Path
We recommend providing only the Axon Ivy application(s) that your users need to access
via the reverse proxy. The Axon Ivy Engine makes it easy to do that because all
URLs of an application share the left-hand side of their URL. For example: If
your application is named demo-app
, then you only need to allow access
for the URL https://ivyengine/demo-app
.
Restrict system access
The Axon Ivy Engine itself provides administration functionality under the base
url system
e.g. https://ivyengine/system
. Do not allow or
explicitly restrict the access to this URL in your reverse proxy configuration.
Well appreciated redirect
A redirect from the root URL /
to your application home URL will be much
appreciated by your end users. E.g. when a user is accessing
https://ivyengine/
then they should be redirected to
https://ivyengine/demo-app
.
Examples
The configuration examples for NGINX and for Apache HTTP Server follow all of these recommendations. The configuration script provided for Microsoft IIS routes all traffic to the Axon Ivy Engine. We recommend to only route specific applications by manually modifing the rules in URL Rewrite.
Block URLs on the Axon Ivy Engine
Alternatively, URLs can also be blocked directly on the Axon Ivy Engine which
utilizes and underlying Apache Tomcat for serving HTTP requests.

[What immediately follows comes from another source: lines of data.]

PR #2499, opened 2026-05-10
`Bugfix`: Make filter dropdowns close and scroll properly during keyboard nav

### LINKED ISSUE #1944: Improve Keyboard Navigation for Filter and Sort Bar
Image

Should we expand tab navigation? Currently I can navigate with tab to the next filter dropdown and open it. Expected behaviour would be in this case that the previous filter dropdown closes. 

Additionally, we could add auto scrolling to keyboard navigation since currently hidden elements at the bottom are not scrolled into the view. 

_Originally posted by @Bofan-Zhu in https://github.com/ls1intum/tum-apply/pull/1929#discussion_r2829989997_

### LINKED ISSUE #2237: Fix Keyboard Navigation and Selection Logic in Multiselect Components
### Description

The dropdown component currently has broken keyboard accessibility. While the first selection using the Enter key works as expected, attempting to select additional items results in the wrong element being selected. Furthermore, users are currently unable to deselect items using the keyboard, making the component non-functional for those relying on assistive technologies or keyboard-only navigation.

This issue prevents the application from being fully accessible and creates a frustrating, unpredictable experience. Users should be able to toggle selections (select and deselect) and navigate through the list without the focus state becoming desynchronized from the actual selection.

### Tasks

_No response_

### Acceptance Criteria

- [ ] Selecting multiple items in sequence via keyboard targets the correct elements without index shifting.
- [ ] Keyboard users can deselect an active item using the same key trigger used for selection.

az108:
#### General

#### Client

### Motivation and Context

Closes #1944. Closes #2237.

Two related keyboard-navigation defects in `FilterMultiselect`:

- **#1944** — Tabbing from one filter dropdown to the next leaves the previous one open, so multiple dropdown panels overlap. Arrow-key navigation doesn't scroll options into view, so items below the visible area can't be reached without the mouse.
- **#2237** — Pressing Enter on a keyboard-focused option toggles the *wrong* item, because the keyboard handler indexed into `filteredOptions()` (raw filter order) while the template rendered `sortedOptions()` (selected-first then alphabetical). Every toggle re-sorted the list, shifting items under the user.

### Description

All changes are localized to `src/main/webapp/app/shared/components/atoms/filter-multiselect/`:

- **Frozen render order on open.** A new private `renderedOptions` signal snapshots the sorted list when the dropdown opens. The template iterates a single flat `visibleOptions()` (snapshot + live search filter + live `selected` from `selectedValues()`). Toggling updates checkbox state but never reorders. The snapshot is rebuilt on the next open.
- **Single flat option list in the template.** The two `@for` blocks (selected / unselected) collapse into one. The "Selected (N) · Clear all" header still appears above the list when something is selected, but no longer introduces a section break. The keyboard-focus highlight binds on the unified loop with the iteration index, which now matches `focusedIndexOptionList()`.
- **Keyboard handler indexes the rendered list.** `onTriggerKeydown` reads from `visibleOptions()`, so Enter/Space toggles the visually highlighted item. Pressing Enter on a selected item deselects it.
- **Search-term change resets focus.** `onSearchChange` resets `focusedIndexOptionList` to `-1` so it doesn't point past the new filtered list.
- **Close on focus-out.** A new `(focusout)` host listener closes the dropdown when `relatedTarget` is `null` or outside the component's subtree. Mirrors the existing `(document:click)` outside-click handler. `closeDropdown()` is idempotent, so the two listeners coexist safely.
- **Scroll focused option into view.** A `viewChildren<ElementRef<HTMLElement>>('optionRow')` query collects the rendered rows; an `effect()` watching `focusedIndexOptionList` calls `scrollIntoView({ block: 'nearest', inline: 'nearest' })` on the focused row. Matches native `<select>` behaviour.

`sortedOptions`, `unselectedOptions`, and `hasUnselectedItems` are removed (no longer used). `selectedOptions` is rebuilt to derive directly from `filterOptions()` + `selectedValues()` so the trigger button's chip rendering still works whether the dropdown is open or closed.

### Steps for Testing

Prerequisites:

1. Open TUMApply and visit the doctorate-positions page (where the Studienrichtung / Standort / Betreuer:in filters appear).

Test plan:

1. Open the first filter dropdown (e.g. Studienrichtung) by clicking its trigger or pressing Enter on it.
2. Press Tab. The next filter's trigger should receive focus and the *first* dropdown should close.
3. Open a filter with many options. Press ArrowDown repeatedly. The focused option should always remain visible — items below the fold should scroll into view as you advance.
4. Open a filter, ArrowDown to highlight the second option, press Enter. Exactly that option should be selected (not a different one).
5. Press Enter again on the same now-selected option. It should deselect.
6. With several items selected, press Enter on each of them via ArrowDown navigation. Each Enter should toggle the item the highlight points at — items must NOT jump to the top of the list mid-session.
7. Type into the search box while the dropdown is open. Filtering should work; the keyboard highlight should reset (no stale highlight pointing past the filtered list).
8. Close and reopen the same dropdown. Selected items should now appear at the top (snapshot refreshed on each open).
9. Switch to German. Labels and option text should still render correctly.

#### Code Review

- [ ] Code Review 1

#### Manual Tests

- [ ] Tab-out closes the previous dropdown
- [ ] ArrowDown scrolls hidden options into view
- [ ] Enter toggles the highlighted item
- [ ] Enter on a selected item deselects it
- [ ] Search resets the keyboard focus
- [ ] Re-open refreshes the selected-first ordering

### Test Coverage

**Warning:** Some tests failed in the PR check. Coverage may be incomplete. Please check the [workflow logs](https://github.com/ls1intum/tum-apply/actions/runs/28736271817).

#### Client

| filter-multiselect.ts | 81.41% | 284 | 38 | 13.4 |

_Last updated: 2026-07-05 09:43:25 UTC_


src/main/webapp/app/shared/components/atoms/filter-multiselect/filter-multiselect.ts
```diff
@@ -80,43 +91,48 @@ export class FilterMultiselect {
...
-    const filtered = this.filteredOptions();
-    const translateLabels = this.shouldTranslateOptions();
+    const search = this.searchTerm().toLowerCase().trim();
 
-    const opts = filtered.map(option => ({
-      value: option,
-      label: translateLabels ? this.translateService.instant(option) : option,
-      selected: selected.includes(option),
-    }));
+    const withLiveSelection = snapshot.map(opt => ({ ...opt, selected: selected.includes(opt.value) }));
```
Cathy0123456789: Can we please avoid the spread operator

Cathy0123456789 (changes requested):
Was it intended to remove the divider? Not necessary, but just making sure
Before:
Image
After:
Image

Cathy0123456789 (commented):
When navigating at first with the arrows, then the selected option has the blue fill, but when tabbing then, the focused object has the blue border instead. And the arrows only navigate the visibility / scroll while the bluely highlighted option just stays which might be confusing

Image

Would it make sense to instead have the tab go to the next dropdown and the arrows to navigate within the dropdown? Not sure about keyboard navigation guidelines though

Open the
web.xml file in [engineDir]/configuration/
and add the following
configuration inside the <web-app>
tag to block system access:
1<?xml version="1.0" encoding="ISO-8859-1"?>
2<web-app>
3 ...
4 <security-constraint>
5 <display-name>Restrict access to system</display-name>
6 <web-resource-collection>
7 <web-resource-name>System</web-resource-name>
8 <url-pattern>/system/*</url-pattern>
9 </web-resource-collection>
10 <auth-constraint />
11 </security-constraint>
12 ...
13</web-app>
After changing the configuration restart the Axon Ivy Engine. Note: Using this scheme reduces engine performance slightly, as the Axon Ivy Engine has to check every incoming request if it needs to be blocked. Reverse proxies are better suited for this task.